Latest comment: 15 years ago2 comments2 people in discussion

I've done a bit of digging around to try to nail down the exact form in which this inequality was originally given, without much success. I don't have access to the JSTOR articles, for example.

I did find this useful web page, constructed by professor Tamás Erdélyi, who has written several papers about Remez-type inequalities. In The Remez Inequality for Linear Combinations of Shifted Gaussians (page 3) Erdélyi says

"The classical Remez inequality states that if p is a polynomial of degree at most n, s ∈ (0, 2), and

${\displaystyle m(\lbrace x\in [-1,1]:|p(x)|\leq 1\rbrace )\geq 2-s,}$ 

then

${\displaystyle \lVert p(x)\rVert _{[-1,1]}\leq T_{n}\left({\frac {2+s}{2-s}}\right),}$ 

where T_n(x) = cos(n arccos x) is the Chebyshev polynomial of degree n."

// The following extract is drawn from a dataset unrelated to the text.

PR #1336, opened 2020-06-15
Introduce an ReadableAttributes interface, with 2 implementations

jkwatson:
This interface is used for the export pipeline via SpanData, with 2 separate implementations, depending on the state of the attributes.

In other words, the supremum of |p(x)| on the interval [−1, 1] is bounded by a value of T_n(y), y on the interval (1, ∞), the exact point y in that interval depending on the measure of a set within which |p(x)| ≤ 1.

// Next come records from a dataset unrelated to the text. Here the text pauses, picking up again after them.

PR #1338, opened 2020-06-16
Convert the usages of the LabelSetSdk to use the Labels class.

jkwatson:
After this, we can consider if we want to change the metric APIs to use Labels, rather than varargs of String.


api/src/main/java/io/opentelemetry/common/Labels.java
```diff
@@ -102,6 +102,10 @@ public static Labels of(
         key5, value5);
   }
 
+  public static Labels of(String[] keyValueLabelPairs) {
+    return sortAndFilterToLabels((Object[]) keyValueLabelPairs);
+  }
+
   private static Labels sortAndFilterToLabels(Object... data) {
     return new AutoValue_Labels_ArrayBackedLabels(sortAndFilter(data));
   }
```
bogdandrutu, line 111: One of this 2 can be removed.

exporters/prometheus/src/main/java/io/opentelemetry/exporters/prometheus/MetricAdapter.java
```diff
@@ -105,10 +105,18 @@ static Type toMetricFamilyType(MetricData.Descriptor.Type type) {
...
+      descriptor
+          .getConstantLabels()
+          .forEach(
+              new KeyValueConsumer<String>() {
+                @Override
+                public void consume(String key, String value) {
+                  finalConstLabelNames.add(toLabelName(key));
+                  finalConstLabelValues.add(value == null ? "" : value);
+                }
+              });
```
bogdandrutu, line 119: Please create an issue to revisit this logic and assign to me. seems we do unnecessary work.

api/src/main/java/io/opentelemetry/common/Labels.java
jkwatson: yeah, it's a good point. If we move the metric APIs to use Labels explicitly, rather than varargs strings, I think we can get rid of the one I just added, altogether. I'll clean this up for this PR, though, since there no reason to have the extra method there for now.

I can't square this up with the way the inequality is stated in this article, so I'm confused. Can anybody clear this up for me? DavidCBryant 22:29, 20 July 2007 (UTC)Reply

Hi,

both versions are equivalent. Indeed, let ${\displaystyle A_{\sigma }}$  be a linear function that maps ${\displaystyle [-1,1]}$  onto ${\displaystyle [-1,1+\sigma ]}$ . If ${\displaystyle P}$  is a polynomial on ${\displaystyle [-1,1+\sigma ]}$  such that

${\displaystyle \mathrm {mes} \left\{x\in [-1,1+\sigma ]\,{\big |}\,|P|\leq 1\right\}\geq 2\quad (1)}$ ,

then ${\displaystyle Q=P\circ A_{\sigma }}$  satisfies

${\displaystyle \mathrm {mes} \left\{x\in [-1,1]\,{\big |}\,|P|\leq 1\right\}\geq {\frac {4}{2+\sigma }}\quad (2)}$ ,

and vice versa. Of course, ${\displaystyle \|P\|_{\infty }=\|Q\|_{\infty }}$  (with some abuse of notation, since the first norm is on ${\displaystyle [-1,1+\sigma ]}$ , whereas the second one is on ${\displaystyle [-1,1]}$ .)

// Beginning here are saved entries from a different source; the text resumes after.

PR #1339, opened 2020-06-17
MultiTracePropagator implementation

carlosalberto:
Prototype for supporting multiple Trace formats properly, which is specially handy when the user wants to support a few formats upon extraction (W3C, Jaeger, B3, etc). Intended to solve https://github.com/open-telemetry/opentelemetry-specification/issues/496

Part of the change is having `Propagator` instances NOT set anything when extraction failed (currently we set `DefaultSpan.getInvalid()`). This may 'leak' lingering, old active `Span`s, but this is an error in itself - on the other hand, it means we will be creating less `Context` objects (upon failed extraction, that is).

Also, there's the consideration of whether we need this as a general-purpose propagator, or specific for `tracing` ;)

The interesting piece of code is this:

```java
  public <C> Context extract(Context context, C carrier, Getter<C> getter) {
    for (int i = 0; i < propagators.length; i++) {
      context = propagators[i].extract(context, carrier, getter);
      if (TracingContextUtils.getSpanWithoutDefault(context) != null) {
        break;
      }
    }

    return context;
  }
```

Related to #1273 

PS - Ignore the code style, lack of builder, etc. Will update that once we find agreement ;)


extensions/trace_propagators/src/main/java/io/opentelemetry/extensions/trace/propagation/StackPropagator.java
```diff
@@ -0,0 +1,68 @@
...
+    for (int i = 0; i < propagators.length; i++) {
+      propagators[i].inject(context, carrier, setter);
+    }
+  }
+
+  @Override
+  public <C> Context extract(Context context, C carrier, Getter<C> getter) {
+    for (int i = 0; i < propagators.length; i++) {
+      context = propagators[i].extract(context, carrier, getter);
+      if (TracingContextUtils.getSpanWithoutDefault(context) != null) {
```
jkwatson, line 61: This call is a bit opaque. Is there a more readable way to do this work? Even just a method in this class called something like "isContextUsable" would help a lot.

jkwatson:
This seems like a useful addition. 

Another thing I would like: A compound propagator that allowed extraction of a variety of formats, but would only inject a single format (like W3C, for example). This would enable people to start standardizing on one format, but still allow backward compatibility until they've got everything updated.

extensions/trace_propagators/src/main/java/io/opentelemetry/extensions/trace/propagation/StackPropagator.java
carlosalberto: We should document that, in general, in absence of any extracted `SpanContext` in `Context` we will try the next `Propagator`, and that should be enough IMO. 

Also, `TracingContextUtils` and its `getSpanWithoutDefault()` are rather well known methods.

carlosalberto:
> Another thing I would like: A compound propagator that allowed extraction of a variety of formats, but would only inject a single format (like W3C, for example). This would enable people to start standardizing on one format, but still allow backward compatibility until they've got everything updated.

That's an interesting take. I'm wondering about the trade-offs, but in general sounds like a good backwards compatibility compromise.

extensions/trace_propagators/src/main/java/io/opentelemetry/extensions/trace/propagation/StackPropagator.java
jkwatson: Well, it took my brain a couple of careful looks at it to understand what you were doing. So, having a clearly named method that explains that would help reduce the cognitive overhead of reading the code. :)

carlosalberto: Fair enough, lets do that.

carlosalberto:
Hey all,

I've updated the code with tests and removing a few things. It's now called `StackTracePropagator`, as it's intended to be used explicitly with trace propagators (had initially intended to use `Text` in the same, to signal it works with `HttpTextFormat` instances, but I doubt we will have to support multiple *binary* formats).

It can also work without the Specification changes mentioned in open-telemetry/opentelemetry-specification#496 but I have left them here for now (will update the code if those changes are rejected).

extensions/trace_propagators/src/main/java/io/opentelemetry/extensions/trace/propagation/StackTracePropagator.java
```diff
@@ -0,0 +1,184 @@
...
+ * // Extraction will be performed in reverse  order, i.e. starting with the last
+ * // registered propagator (HttpTraceContext in this example).
+ * Context context = OpenTelemetry.getPropagators().getHttpTextFormat()
+ *   .extract(context, carrier, carrierGetter);
+ * }</pre>
+ *
+ * @since 0.6.0
+ */
+@Immutable
+public class StackTracePropagator implements HttpTextFormat {
```
jkwatson, line 60: I think calling this stack trace will confuse many people. How about `StackedTracePropagator`, or `TraceMultiPropagator` or `CompoundPropagator`?

api/src/main/java/io/opentelemetry/trace/propagation/HttpTraceContext.java
```diff
@@ -125,6 +125,10 @@
     checkNotNull(getter, "getter");
 
     SpanContext spanContext = extractImpl(carrier, getter);
+    if (!spanContext.isValid()) {
```
anuraaga, line 128: Can we change it so propagator work on `SpanContext`. Is there a reason we use `Context` and copy all this logic into every propagator?

extensions/trace_propagators/src/main/java/io/opentelemetry/extensions/trace/propagation/StackTracePropagator.java
anuraaga: Yup :P `Composite` is pretty common I think too. Either way, I think the options open up if we don't go in reverse order, which from what I can tell doesn't seem to be that important.

extensions/trace_propagators/src/main/java/io/opentelemetry/extensions/trace/propagation/StackTracePropagator.java
```diff
@@ -0,0 +1,184 @@
...
+import java.util.ArrayList;
+import java.util.Collections;
+import java.util.List;
+import java.util.Objects;
+import javax.annotation.concurrent.Immutable;
+
+/**
+ * A propagator designed to inject and extract multiple trace {@code HttpTextFormat} propagators,
+ * intendended for backwards compatibility with existing services using different formats. It works
+ * in a stack-fashion, starting with the last registered propagator, to the first one.
```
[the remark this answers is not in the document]
jkwatson: Agree with this. I don't see any reason to go in a stack-like order; it'll be much clearer is just to go in order, like @anuraaga suggests.

api/src/main/java/io/opentelemetry/trace/propagation/HttpTraceContext.java
jkwatson: I think this arose from the desire to keep context propagation as a separate concern from tracing. I think, looking back on it now, that this might have been a goal that's more academic than useful for end users.

extensions/trace_propagators/src/main/java/io/opentelemetry/extensions/trace/propagation/StackTracePropagator.java
anuraaga: Ah also remembered we have multispanprocessor. So `MultiPropagator` would be consistent for this codebase.

carlosalberto: `CompoundPropagator` is too generic. `StackedTracePropagator` sounds great to me if we keep the stack-alike behavior, but `TraceMultiPropagator` would work if we go the simple-linear behavior.

`MultiPropagator` is not a good name IMHO as we don't *really* work on all propagators for extraction (we stop as soon as one properly extracts a `SpanContext`).

extensions/trace_propagators/src/main/java/io/opentelemetry/extensions/trace/propagation/StackTracePropagator.java
```diff
@@ -0,0 +1,184 @@
...
+import io.opentelemetry.trace.TracingContextUtils;
+import java.util.ArrayList;
+import java.util.Collections;
+import java.util.List;
+import java.util.Objects;
+import javax.annotation.concurrent.Immutable;
+
+/**
+ * A propagator designed to inject and extract multiple trace {@code HttpTextFormat} propagators,
+ * intendended for backwards compatibility with existing services using different formats. It works
```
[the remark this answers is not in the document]
carlosalberto: It's the rationale on why this can propagator can be used. I'd rather leave it in place.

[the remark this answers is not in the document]
carlosalberto: Oh never mind, I thought you wanted to remove the `compatibility` word ;)

api/src/main/java/io/opentelemetry/trace/propagation/HttpTraceContext.java
carlosalberto: > I think this arose from the desire to keep context propagation as a separate concern from tracing.

This is the case.

extensions/trace_propagators/src/main/java/io/opentelemetry/extensions/trace/propagation/StackTracePropagator.java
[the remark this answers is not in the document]
carlosalberto: This is based on prior art (also, see #1273 ) but I'm free to change that if we all agree that we want simple linear usage.

cc @pavolloffay

api/src/main/java/io/opentelemetry/trace/propagation/HttpTraceContext.java
anuraaga: Doesn't have to be this PR but recommend revisit this. The propagators are in a package called `trace` so decoupling from tracing doesn't seem to make much sense, or otherwise the package is wrong.

carlosalberto: Please open an issue if you think this is important and the reasons. Personally I think there's no problem, but I might be losing some angle ;) (also, see the linked issue).

anuraaga: Thanks will discuss this separately, you're right it doesn't need to be taken care of here.

extensions/trace_propagators/src/main/java/io/opentelemetry/extensions/trace/propagation/StackTracePropagator.java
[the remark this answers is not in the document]
anuraaga: +1 to simple linear order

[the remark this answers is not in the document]
anuraaga: One observation is this is about how to set propagation order for a Java developer. It seems like this doesn't really need a spec but could be left up to the language? FIFO, LIFO, it may be idiomatic one way or another in different languages. In Java, I think going in-order is idiomatic, we have some famous examples like servlet filter chain. But I can also imagine a function language may use something like b3(w3c) which could be an idiomatic way of expressing the w3c, then b3, order in that language. Environment variables, being a non-programming concept, do make more sense for a spec though.

Just a thought.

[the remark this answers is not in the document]
carlosalberto: Actually I'd like this to be in the spec, but it might take a little bit of time before we can have it there (*if* we actually manage to have it there).

I'm not familiar with servlet filter, but is it something that traverses *all* components, or can it stop right away upon a successful operation? If that's latter, that can help us go forward with this approach (always, we can go linear and change it later on).

For the sake of this PR, I will change to name to `TraceMultiPropagator` now, while we wait for feedback.

jkwatson:
@carlosalberto looks like the build is failing on this. Happy to get it approved and merged with the requested naming changes.

carlosalberto:
@jkwatson Done - however, the order is kept, i.e. the last one wins. Folks at other SIGs informally told me they preferred the last-one-wins approach (the current one here), but @pavolloffay seemed to (based on his PR) prefer to have the first `Propagator` win (also aligned with what you guys think).

If you think we should go with the first-one-wins @jkwatson let me know and I will update the code (guess we could change it later on if/as needed).

jkwatson:
I don't have a strong opinion on first-one-wins vs last-one-wins, so this is fine with me.

extensions/trace_propagators/src/main/java/io/opentelemetry/extensions/trace/propagation/JaegerPropagator.java
```diff
@@ -110,6 +110,9 @@
     Objects.requireNonNull(getter, "getter");
 
     SpanContext spanContext = getSpanContextFromHeader(carrier, getter);
+    if (!spanContext.isValid()) {
```
jkwatson, line 113: can you add unit test cases for this new behavior, for each of the propagators that's changed?

extensions/trace_propagators/src/main/java/io/opentelemetry/extensions/trace/propagation/TraceMultiPropagator.java
```diff
@@ -0,0 +1,184 @@
...
+@Immutable
+public class TraceMultiPropagator implements HttpTextFormat {
+  private final HttpTextFormat[] propagators;
+  private final List<String> propagatorsFields;
+
+  private TraceMultiPropagator(List<HttpTextFormat> propagatorList) {
+    this.propagators = new HttpTextFormat[propagatorList.size()];
+    propagatorList.toArray(this.propagators);
+
+    List<String> fields = new ArrayList<>();
```
anuraaga, line 68: Should we validate if fields are duped? Or does it not matter? Mainly wondering whether it's ok for this list to have dupes.

carlosalberto: Still not clear how to proceed here (we have a similar case for the base `CompositePropagator` in context-prop). I will fill an issue for that before merging this PR.

(My gut feeling is that we should de-dup them at ctor time).

extensions/trace_propagators/src/main/java/io/opentelemetry/extensions/trace/propagation/JaegerPropagator.java
carlosalberto: Oh my, didn't realize I haven't written those ones. Will do super early tomorrow.

carlosalberto:
@jkwatson Tests added ;)

extensions/trace_propagators/src/main/java/io/opentelemetry/extensions/trace/propagation/TraceMultiPropagator.java
anuraaga: If you can add a TODO to the issue here would be nice

carlosalberto: An issue is even better ;) https://github.com/open-telemetry/opentelemetry-java/issues/1388

anuraaga: Meant it'd be good to link to that issue here with a code TODO - reduces chance of the issue just sitting in the backlog if it distracts in the code ;)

The inequality in the Wiki-article states that

${\displaystyle \|P\|_{\infty }\leq \|T_{n}\|_{\infty }=T_{n}(1+\sigma )\quad (3)}$ ,

whereas Erdélyi's version is

${\displaystyle \|Q\|_{\infty }\leq T_{n}\left({\frac {2+s}{2-s}}\right)\quad (4)}$ .

To make the (equivalent) assumptions (1), (2) identical to those of Erdélyi, you should take

${\displaystyle s={\frac {2\sigma }{2+\sigma }}}$ ,

and then the conclusions (3), (4) are also identical.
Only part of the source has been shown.